Directions:
Nothing in the data may change. Copy all of it exactly.

------ Given data

PR #5112, opened 2026-07-10
cap chunk-size and trailer line length in read_chunked

nishat-06:
On a chunked response, urllib3's own reader takes the chunk-size line and the trailer lines without the length bound that http.client applies:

------------

Answer to the exercise:
PR #5112, opened 2026-07-10
cap chunk-size and trailer line length in read_chunked

nishat-06:
On a chunked response, urllib3's own reader takes the chunk-size line and the trailer lines without the length bound that http.client applies:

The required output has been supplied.